RECORDS SHOWN below:
PR #4789, opened 2019-09-03
ssg_test_suite: Fix SSH port handling for podman backend in rootless mode

evgenyz:
This patch will allow to use podman backend of the SSG Test Suite without elevated privileges.

### DIFF
--- a/tests/ssg_test_suite/test_env.py
+++ b/tests/ssg_test_suite/test_env.py
@@ -224,11 +224,15 @@ class ContainerTestEnv(TestEnv):
         # Get the container time to fully start its service
         time.sleep(0.2)
 
-        self.domain_ip = self._get_container_ip(new_container) or 'localhost'
-        ports = self._get_container_ports(new_container)
-        if self.internal_ssh_port in ports:
-            self.ssh_port = ports[self.internal_ssh_port]
-            common.SSH_ADDITIONAL_OPTS = ('-o', 'Port={}'.format(self.ssh_port), ) + common.SSH_ADDITIONAL_OPTS
+        self.domain_ip = self._get_container_ip(new_container)
+        if not self.domain_ip:
+            self.domain_ip = 'localhost'
+            ports = self._get_container_ports(new_container)
+            if self.internal_ssh_port in ports:
+                self.ssh_port = ports[self.internal_ssh_port]
+        else:
+            self.ssh_port = self.internal_ssh_port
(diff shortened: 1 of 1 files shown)


matejak:
This unfortunately duplicates #4544 to some extent, but it is just a couple of lines of code, so no big harm.
However, we have functions that use `scp`, which will need to be adopted as well for the rootless podman to work.

jan-cerny:
@openscap-ci add to whitelist

evgenyz:
Aha, OK. It worked for me like that `./test_suite.py profile --container ssg_test_suite --datastream ../build/ssg-fedora-ds-1.3.xml standard`. Anyway, I'll check previous approach and `scp`-related code.
Thanks for the review.

evgenyz:
So, this is kind of hackiesh fix. I admit it. It is pretty simple, though.

Personally I would like to create some abstraction over ssh/scp and actively move it to DRY state, thus being able to affect SSH options without tapping into global variables. The question is — is it worth it?

evgenyz:
My test command was `./test_suite.py rule --container ssg_test_suite --datastream ../build/ssg-fedora-ds-1.3.xml accounts_tmout`

matejak:
I have tried the same command as you on Fedora.

It didn't work for me as root (which can be regarded as regression), I got the `ssh: connect to host 10.88.0.92 port 44875: Connection refused` error message. I got somewhat further as a normal user, but also no success. In the output, I got

```
ERROR - Cannot extract data tarball ./ssgts/./data.tar.
ERROR - Terminating due to error: Unable to upload test scripts: Cannot extract data tarball ./ssgts/./data.tar..
```

and the `data.upload.log` contain lots of erros s.a. `tar: ./utils.sh: Cannot change ownership to uid 102264, gid 102264: Invalid argument`. Could you please double-check?

Regarding optimal solution, I think that moving the SSH and SCP functions to `TestEnv` methods could do the trick, but if your approach works, I would call it good for the time being.

jan-cerny:
@evgenyz You have to change `ssg-fedora-ds-1.3.xml` to `ssg-fedora-ds.xml` and then it works fine.

matejak:
It looks like that the last error is more my `podman` setup. So the last think that remain is the case when `podman` is executed by root.

evgenyz:
Fix for root is here.

I've checked it with podman (rootless) and regular podman as well as docker backends. And I did it from a fresh start (cleaned and rebuilt all containers and images). Everything works for me.

matejak:
I can confirm that the root mode works for me. The approach cuts some corners, but it saved a lot of effort, good job!
@jan-cerny has confirmed that the rootless mode works for him, which is great. Thank you for the PR!

PR #4790, opened 2019-09-03
Add a tool to test generated datastreams

jan-cerny:
#### Description:
This script can compare 2 datastreams for presence of rules, OVALs and remediations, it can also show the diff between the remediation contents and also partially compares OVAL (only the criteria elements).

#### Rationale:
This script will help us to ensure no regression is made during the templating system redesign, but it might be useful also elsewhere.

### DIFF
--- a/utils/compare_ds.py
+++ b/utils/compare_ds.py
@@ -1,0 +1,274 @@
+#!/usr/bin/python3
+
+import argparse
+import sys
+import xml.etree.ElementTree as ET
+import difflib
+
+import ssg.constants
+
+ns = {
+    "ds": "http://scap.nist.gov/schema/scap/source/1.2",
+    "xccdf": "http://checklists.nist.gov/xccdf/1.2",
+    "oval": "http://oval.mitre.org/XMLSchema/oval-definitions-5",
+    "catalog": "urn:oasis:names:tc:entity:xmlns:xml:catalog",
+    "xlink": "http://www.w3.org/1999/xlink",
+}
+remediation_type_to_uri = {
+    "bash": "urn:xccdf:fix:script:sh",
+    "ansible": "urn:xccdf:fix:script:ansible",
+    "puppet": "urn:xccdf:fix:script:puppet",
+    "anaconda": "urn:redhat:anaconda:pre",
+}
+
+
+def parse_args():
+    parser = argparse.ArgumentParser(
+        description="Compares two datastreams with regards to presence of"
+        "OVAL checks and all remediations")
+    parser.add_argument(
+        "--old", required=True, metavar="PATH",
+        help="Path to the old datastream")
+    parser.add_argument(
+        "--new", required=True, metavar="PATH",
+        help="Path to the new datastream")
+    parser.add_argument(
+        "--rule", metavar="RULE_ID",
+        help="Compare only the rule specified by given RULE_ID"
+    )
+    parser.add_argument(
+        "--no-diffs", action="store_true",
+        help="Do not perform detailed comparison of checks and "
+        "remediations contents."
+    )
+    return parser.parse_args()
+
+
+def get_benchmarks(root):
+    for component in root.findall("ds:component", ns):
+        for benchmark in component.findall("xccdf:Benchmark", ns):
+            yield benchmark
+
+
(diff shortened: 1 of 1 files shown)


utils/compare_ds.py
```diff
@@ -0,0 +1,274 @@
+#!/usr/bin/python3
+
+import argparse
+import sys
+import xml.etree.ElementTree as ET
+import difflib
+
+import ssg.constants
+
+ns = {
```
matejak: Couldn't we put this into constants?

utils/compare_ds.py
```diff
@@ -0,0 +1,274 @@
...
+    "ds": "http://scap.nist.gov/schema/scap/source/1.2",
+    "xccdf": "http://checklists.nist.gov/xccdf/1.2",
+    "oval": "http://oval.mitre.org/XMLSchema/oval-definitions-5",
+    "catalog": "urn:oasis:names:tc:entity:xmlns:xml:catalog",
+    "xlink": "http://www.w3.org/1999/xlink",
+}
+remediation_type_to_uri = {
```
matejak: ditto

utils/compare_ds.py
```diff
@@ -0,0 +1,274 @@
...
+    "puppet": "urn:xccdf:fix:script:puppet",
+    "anaconda": "urn:redhat:anaconda:pre",
+}
+
+
+def parse_args():
+    parser = argparse.ArgumentParser(
+        description="Compares two datastreams with regards to presence of"
+        "OVAL checks and all remediations")
+    parser.add_argument(
```
matejak: Make the old and new DS filenames required positional arguments rather than required optional arguments. The current approach is somehow [non-standard](https://docs.python.org/3/library/argparse.html#required).

utils/compare_ds.py
```diff
@@ -0,0 +1,274 @@
...
+        old_benchmark, new_benchmark, old_oval_defs, new_oval_defs,
+        rule_id, show_diffs):
+    missing_rules = []
+    if rule_id:
+        if not rule_id.startswith(ssg.constants.OSCAP_RULE):
+            rule_id = ssg.constants.OSCAP_RULE + rule_id
+        rules_in_old_benchmark = old_benchmark.findall(
+            ".//xccdf:Rule[@id='%s']" % (rule_id), ns)
+    else:
+        rules_in_old_benchmark = old_benchmark.findall(".//xccdf:Rule", ns)
```
matejak: Ideally, split this into "get_rules_to_compare" and "compare_rules" functions - the original one is quite big and function names act as comments pointing towards what's going on.

utils/compare_ds.py
```diff
@@ -0,0 +1,274 @@
...
+        "xccdf:check[@system='%s']" % (ssg.constants.oval_namespace), ns)
+    new_oval_ref = new_rule.find(
+        "xccdf:check[@system='%s']" % (ssg.constants.oval_namespace), ns)
+    rule_id = old_rule.get("id")
+    if (old_oval_ref is None and new_oval_ref is not None):
+        print("New datastream adds OVAL for rule '%s'." % (rule_id))
+    elif (old_oval_ref is not None and new_oval_ref is None):
+        print("New datastream is missing OVAL for rule '%s'." % (rule_id))
+    elif (old_oval_ref is not None and new_oval_ref is not None):
+        old_check_content_ref = old_oval_ref.find(
```
matejak: Please extract this into a separate function with a good name, we have some serious `if` nesting here.

jan-cerny:
@matejak I have used constants from ssg.constants module whenever possible, refactored the code in order to extract functions `get_rules_to_compare` and `compare_rules`, then I have refactored the code to extract function `compare_fix_elements`. I have also renamed function `compare_remediation_contents` to `compare_fix_texts`. I have made `--old` and `--new` optional arguments.

matejak:
Good job! There is some confusion in the reply - the `old` and `new` arguments were converted to positional and they are required, as it was suggested. The new code is also easier to understand, which is great.

I have thought that you will put the whole namespace dict into the constant module as it is very userful in general, but this is also fine, and it can be moved later when conditions are even better.

Thank you for the PR!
End of RECORDS SHOWN.
__INSTRUCTIONS FOR THE TASK__: The answer consists of the lines above that include the word "only", each copied exactly.

__RESULT OF THIS EXERCISE__:
This script can compare 2 datastreams for presence of rules, OVALs and remediations, it can also show the diff between the remediation contents and also partially compares OVAL (only the criteria elements).
+        help="Compare only the rule specified by given RULE_ID"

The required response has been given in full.